Letters for the Week of February 18, 2015 

Readers sound off on OPD's traffic stop data, privacy and the best way to curb driving.

"OPD Still Appears to be Targeting Blacks," News, 2/4

There's No Evidence

The statistics on racial profiling in the article make irrelevant comparisons. What counts is this: How does the percentage of people stopped who are black compare with the percentage of perpetrators of street crimes who are black? If they are roughly the same, there is no evidence of racial profiling. The subject is street crime. Police on patrol do not make stops for "crime in the suites" — white collar crime. If investigators of fraud, bribery, and financial misdealing mostly go after white perpetrators, can the latter complain that they are victims of racial profiling?

Charlie Pine, Oakland

Whites Get Away With Crimes

There are a variety of questions that can be asked and crunched out of the numbers. Sure, you could ask who commits the most street crime, but in reality you could never answer that question. Why? Because lots of crimes on the street go unreported. Lots of people who commit "street crimes" will never once in their life get stopped by a cop, let alone arrested.

What I am interested in is that of the 16 percent of black folk arrested for these stops, what the distribution of offenses for which people are arrested is. Why? Because if black people are getting arrested for things like drugs, alcohol, or any other thing that we know lots of white people do, too, then I would propose that this may be an example of why our justice system has an overrepresentation of black people. Anecdotally, all of my white friends smoke pot, grow pot, many (not all) take E sometimes, as well as 'shrooms, acid, speed, and coke. They all have been drunk in public and most have driven under the influence at least once in their young and silly days. None of my white friends have ever been arrested for any reason (except civil disobedience, which I won't count because we were let go and never had to go to court for it).

But imagine if white people got stopped or pulled over at the same rate as black people — and dealt with being searched as often as it has happened to me in my life, although I don't do shit but disobedience. Chances are some of them would have gotten caught with contraband at some point in time. Now presuming that cops didn't think to themselves, "Look, you look like a nice guy, with a cool job, with a future — so, I'm taking your shit and letting you off with a warning," (as I have heard about and have witnessed happen for them on occasion) but, instead, the cops actually arrested them for it — if this shit happened — my question is, would we still have the stark racial disparities for arrests or "street crime?"

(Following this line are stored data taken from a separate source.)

PR #41, opened 2016-10-24
New approach for extended model that must be loaded first

tjwp:
This change replaces the `Avromatic.on_initialize` proc with an `Avromatic.preregister_models` array that can be used to specify an array of models that are registered at the end of `.configure` and on code reloading for Rails applications.

The previous approach relied on the side-effect of a model being registered when it is defined. This was problematic for the first call to the `to_prepare` block for a Rails application because the registry would be cleared, but the constants were still defined for the models, so they would not be re-add simply by referencing. 

I considered disabling the first call to the `to_prepare` block, or disabling the clearing of the registry for the first call to the `to_prepare` block. But being explicit about registering these models seemed cleaner. The configuration could have been left as a generic proc, but that would have a call to register each of the models, so making the structure explicit and putting the registration into avromatic seemed cleaner.

Obviously this change breaks compatibility for any apps using `on_initialize`.

Prime: @jturkel

### DIFF
--- a/lib/avromatic.rb
+++ b/lib/avromatic.rb
@@ -19,7 +19,7 @@ module Avromatic
 
   def self.configure
     yield self
-    preregister_models!
+    eager_load_models!
   end
 
   def self.build_schema_registry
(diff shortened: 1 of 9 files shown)


tjwp:
@jturkel Ready for another pass

lib/avromatic.rb
```diff
@@ -43,8 +44,19 @@ def self.build_messaging!
 
   def self.prepare!
     nested_models.clear
-    on_initialize.call if on_initialize
+    preregister_models!
   end
+
+  def self.preregister_models=(value)
```
jturkel: Should we use a more descriptive variable name than `value`?

spec/avromatic/model_registry_spec.rb
```diff
@@ -19,9 +18,24 @@
...
+      it "registers the model" do
+        instance.register_if_missing(model)
+        expect(instance.registered?('test.nested_record')).to eql(true)
+      end
+    end
+
+    context "for model that has been registered" do
+      before { instance.register(model) }
 
+      it "does not raise an error" do
```
jturkel: Should we assert that the "old" version of the model is still registered (which may require some mocking)?

lib/avromatic.rb
tjwp: Renamed to `models`. Based on discussion yesterday I'll probably also rename the method to `#eager_load_models`.

tjwp:
* Replaced `preregister` with `eager_load`. 
* Replace `register_if_missing` with a different implementation that provides additional checks.
* Add some comments around registration.

@jturkel Mind taking another look?

PR #42, opened 2016-10-26
Fix Rails initialization again

tjwp:
This change is part of how I originally considered fixing the initialization issues with Rails. Since no code reloading happens between initialize and the first call to `to_prepare` do not clear the nested models registry on the first call.

Prime: @jturkel

### DIFF
--- a/lib/avromatic/railtie.rb
+++ b/lib/avromatic/railtie.rb
@@ -5,6 +5,14 @@ module Avromatic
         config.logger = Rails.logger
       end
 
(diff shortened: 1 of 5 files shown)


lib/avromatic/railtie.rb
```diff
@@ -5,8 +5,11 @@ class Railtie < Rails::Railtie
         config.logger = Rails.logger
       end
 
+      first_prepare = true
```
jturkel: This could use some comments

PR #43, opened 2016-11-04
Fix for optional array and map fields

tjwp:
The "class" that is used for Virtus attributes is not always a Class. For arrays and maps it will be an instance of an Array or Hash. This change avoids performing undefined checks on those values.

Prime: @jturkel

### DIFF
--- a/lib/avromatic/model/type_registry.rb
+++ b/lib/avromatic/model/type_registry.rb
@@ -39,6 +39,9 @@ module Avromatic
 
       attr_reader :custom_types
 
+      # The type that is used to define a Virtus attribute may be a Class or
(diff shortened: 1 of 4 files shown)


lib/avromatic/model/type_registry.rb
```diff
@@ -38,6 +38,10 @@ def fetch(object, field_class = nil)
       private
 
       attr_reader :custom_types
+
+      def union_attribute?(attribute_type)
+        attribute_type.is_a?(Class) && attribute_type < Avromatic::Model::AttributeType::Union
```
jturkel: This could use a comment

PR #46, opened 2017-01-06
Add interfaces to deserialize as a hash of model attributes

tjwp:
This change exposes the hash of attributes prior to building a model during deserialization.

Prime: @jturkel

### DIFF
--- a/lib/avromatic/model/message_decoder.rb
+++ b/lib/avromatic/model/message_decoder.rb
@@ -47,24 +47,42 @@ module Avromatic
           Avromatic.build_schema_registry
       end
 
-      # If two arguments are specified then the first is interpreted as the
-      # message key and the second is the message value. If there is only one
-      # arg then it is used as the message value.
       # @return [Avromatic model]
       def decode(*args)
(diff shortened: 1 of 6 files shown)


lib/avromatic/model/message_decoder.rb
```diff
@@ -47,24 +47,42 @@ def initialize(*models, schema_registry: nil, registry_url: nil)
...
+
+      # If two arguments are specified then the first is interpreted as the
+      # message key and the second is the message value. If there is only one
+      # arg then it is used as the message value.
+      def with_decode_args(*args)
+        message_key, message_value = extract_key_and_value(*args)
+        model_key = model_key_for_message(message_key, message_value)
         raise UnexpectedKeyError.new(model_key) unless model_map.key?(model_key)
-        model_map[model_key].avro_message_decode(message_key, message_value)
+        yield(model_map[model_key], message_key, message_value)
```
jturkel: Any reason to yield these rather than return them?

tjwp: Nope, I can change it.

PR #47, opened 2017-01-19
Optimize union assignment when building models from Avro messages

tjwp:
This change introduces `Avromatic` subclasses for `AvroTurf::Messaging` and `Avro::IO::DatumReader`. `Avromatic::Messaging` uses the new `Avromatic::IO::DatumReader` to read Avro messages.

We cannot presume from the information that is available that black people commit more "street crime" than other folks. All we can say is that we are arrested for it more often than others. The real question is, do these disproportionate stops lead to police making far greater opportunity to find black people with contraband or doing something wrong — and decrease the chances of finding one of my white friends doing something illegal?

Joe Jackson, Oakland

"Oakland Poised to Lead the Way in Protecting Privacy," Opinion, 2/4

We Need These Policies Now

The OPD, CHP, DEA, NSA, etc. are all going to use electronic surveillance whether we want them or not, but without the laws on the books to curb their abuses we will be outgunned whenever we try to rein them in. Without the proposed laws, we won't even know what the abuses are.

The Oakland City Council did a 180-degree turn when it went from almost unanimous enthusiastic support of the Domain Awareness Center (DAC) to stopping further development outside the Port of Oakland. Much of that was due to the united front against the DAC by a broad group of residents. But a chunk was from the realization by the council that the DAC was going to be a very costly, never-ending, custom software project. Sometime in the not-so-distant future, urban surveillance systems like the DAC will become almost canned software/hardware systems for much lower cost. The temptation at that point for a tech cure to crime will be irresistible to elected officials. We need laws on the books and adequately funded checks and balances in place now.

Len Raphael, Oakland

These Policies Ensure Transparency

The only good DAC is a dead DAC. But these policies will help keep another DAC-like entity or Stingray-like device from being used against the residents of Oakland without a full and open public airing, unlike how the DAC came to be.

JP Massar, Berkeley

"The Governor Has No Clothes," Seven Days, 2/4

Shut Down Diablo Canyon!

Jerry Brown needs to lead the way in shutting California's last, aging, unsafe nuclear power plant, Diablo Canyon, which sits near thirteen earthquake faults in a tsunami zone. The Nuclear Regulatory Commission's chief safety inspector at Diablo, Michael Peck, recommended closing the plant in 2013 until it can be made safe. So why isn't the California Public Utilities Commission immediately calling for the plant to be closed? Young Governor Brown promised to prevent Diablo from being licensed, so what happened? That scary nuke is our Fukushima waiting to happen. Governor Brown, do the right thing and protect the citizens of California. Shut Diablo now!